**Task statement**. Lines containing the string "self": how many are there below? Answer with the number only.

**Data items**.
══════════════════════════════
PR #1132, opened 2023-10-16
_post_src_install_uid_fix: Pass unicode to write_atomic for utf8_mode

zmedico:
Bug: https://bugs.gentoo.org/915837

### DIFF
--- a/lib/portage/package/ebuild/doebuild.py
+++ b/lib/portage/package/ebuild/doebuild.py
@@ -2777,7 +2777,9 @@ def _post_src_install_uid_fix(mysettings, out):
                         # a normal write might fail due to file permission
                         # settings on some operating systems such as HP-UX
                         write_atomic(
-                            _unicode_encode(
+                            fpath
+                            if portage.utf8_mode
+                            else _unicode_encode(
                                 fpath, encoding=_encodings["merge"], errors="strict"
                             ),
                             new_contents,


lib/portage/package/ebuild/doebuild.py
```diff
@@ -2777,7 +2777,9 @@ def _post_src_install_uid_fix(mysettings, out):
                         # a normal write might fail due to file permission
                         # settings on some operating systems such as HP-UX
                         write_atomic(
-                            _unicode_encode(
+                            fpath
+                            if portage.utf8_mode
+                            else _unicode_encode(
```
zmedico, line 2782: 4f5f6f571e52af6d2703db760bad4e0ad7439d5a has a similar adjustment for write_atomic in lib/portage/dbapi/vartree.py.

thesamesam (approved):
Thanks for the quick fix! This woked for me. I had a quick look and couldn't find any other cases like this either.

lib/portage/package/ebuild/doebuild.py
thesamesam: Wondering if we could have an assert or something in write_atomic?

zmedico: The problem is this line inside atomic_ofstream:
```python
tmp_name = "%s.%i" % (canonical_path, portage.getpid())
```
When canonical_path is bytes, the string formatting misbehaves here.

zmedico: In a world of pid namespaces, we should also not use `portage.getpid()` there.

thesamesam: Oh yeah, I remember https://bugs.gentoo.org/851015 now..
══════════════════════════════
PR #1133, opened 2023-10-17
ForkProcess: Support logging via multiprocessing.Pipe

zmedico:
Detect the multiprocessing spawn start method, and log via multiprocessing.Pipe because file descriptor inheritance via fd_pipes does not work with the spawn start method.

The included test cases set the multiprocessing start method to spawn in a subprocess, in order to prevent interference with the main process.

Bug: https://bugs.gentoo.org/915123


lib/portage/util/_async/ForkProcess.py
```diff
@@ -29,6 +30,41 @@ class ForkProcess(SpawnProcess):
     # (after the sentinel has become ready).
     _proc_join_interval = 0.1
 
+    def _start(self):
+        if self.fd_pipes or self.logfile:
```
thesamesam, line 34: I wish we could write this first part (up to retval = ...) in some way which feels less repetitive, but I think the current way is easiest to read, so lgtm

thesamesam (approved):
══════════════════════════════
**Your response**. 2